Given these well-documented costs, it is imperative that psychosocial interventions are evidence-based and target the needs of vulnerable populations, with the goal of reducing DKA admission and emergency department visits. In this review, we describe the risk factors for adherence problems and associated repeated hospitalizations for DKA in youth and adults with type 1 diabetes. We then summarize existing healthcare approaches to assisting patients with complex healthcare needs, such as type 1 diabetes, and conclude with a discussion of our impressions of the literature. Our goal is not to conduct a systematic review; rather, we aim to highlight the most relevant studies and to describe salient themes in order to inform future practice in vulnerable populations.
Risk Factors
To improve diabetes management, it is important to define and understand why adherence problems occur [7]. Patients with diabetes are especially prone to significant treatment regimen adherence problems [8]. Furthermore, omission of insulin has been cited as the most common precipitant of DKA [9]. Therefore, it is of interest to identify subgroups at risk for adherence problems and associated repeated hospitalizations for DKA, with the ultimate goal of improving patient care and reducing costs.
Demographic Factors
Certain demographic characteristics, such as age, socioeconomic status, and race/ethnicity have been shown to be associated with adherence problems and repeated DKAs in youth and adults with type 1 diabetes. Examples of related studies are described below.

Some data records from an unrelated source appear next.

PR #1717, opened 2025-08-25
driver: Add TenmaSerial power driver and integration support

dooraim:
This patch introduces a new power driver, TenmaSerial, providing control support for Tenma power devices. Integration includes:

- Implementation of TenmaSerial in powerdriver.py
- Exporter and remote client support for the new driver
- Configuration documentation in configuration.rst
- New unit tests added in test_tenmaserial.py
- Minor updates to pyproject.toml and man pages

This initial draft enables basic functionality and lays the groundwork for full Tenma device intration

**Description**

This pull request aims to provide initial support for the Tenma power supply, which is controlled via USB. To accomplish this, we created the `TenmaSerialDriver` in `labgrid/driver/powerdriver.py`, as well as other necessary components. Our goal is to create an interface between the Tenma Serial Python package and Labgrid. We used the `Tenma 72-2540` device and created the tests/test_tenmaserial.py test to check the functionality.

**Checklist**
- [x] Tests for the feature 

- [x] PR has been tested

### DIFF
--- a/pyproject.toml
+++ b/pyproject.toml
@@ -97,6 +97,7 @@ dev = [
     # GRPC Channelz support
     "grpcio-channelz>=1.64.1, <2.0.0",
 ]
+tenma = ["tenma-serial~=1.1.3"]
 
 [project.scripts]
 labgrid-autoinstall = "labgrid.autoinstall.main:main"
--- a/doc/configuration.rst
+++ b/doc/configuration.rst
@@ -422,6 +422,28 @@ Arguments:
 Used by:
   - `TasmotaPowerDriver`_
 
+TenmaSerialPort
+++++++++++++++++
+A :any:`TenmaSerialPort` describes a *Tenma* as supported by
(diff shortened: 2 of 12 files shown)


pyproject.toml
```diff
@@ -45,6 +45,7 @@ dependencies = [
     "PyYAML>=6.0.1",
     "requests>=2.26.0",
     "xmodem>=0.4.6",
+    "tenma-serial~=1.1.3",
```
Emantor: Please add this as an optional dependency (tenma?) See further down in the same file.

Emantor (changes requested):

pyproject.toml
dooraim: @Emantor I have implemented your suggestion. I have also re-run `tests/test_tenmaserial.py` and it works correctly

OP01406:
Sorry for the 'ping', again.
But is there something we can do to help this PR to be accepted.
Having a rather common Bench Power Supply in Labgrid would be nice.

Existing work suggests that the teenage years are associated with particular vulnerability to adherence problems and associated hospitalizations. Adolescence is often a time of inherent challenges and can be the most difficult time in regard to diabetes management [10]. A subgroup of teens experience significant setbacks in their metabolic control and are vulnerable to repeated hospitalization for DKA [10]. Emerging adulthood (ages 18 through 25 years) is also a period of increasing interest to researchers of type 1 diabetes. This period marks the point at which youth transfer from pediatric to adult diabetes services, which can bring considerable challenges. Emerging adults face a host of psychosocial issues as they seek to individuate from their parents and transition to college or to the workforce. Patients in this age range are often lost to follow-up and thus may be at risk for the development of poor glycemic control and diabetes-related complications [11]. Taken together, patient age is a significant demographic characteristic to consider in developing appropriate preventative interventions to reduce adherence problems and repeated hospitalizations.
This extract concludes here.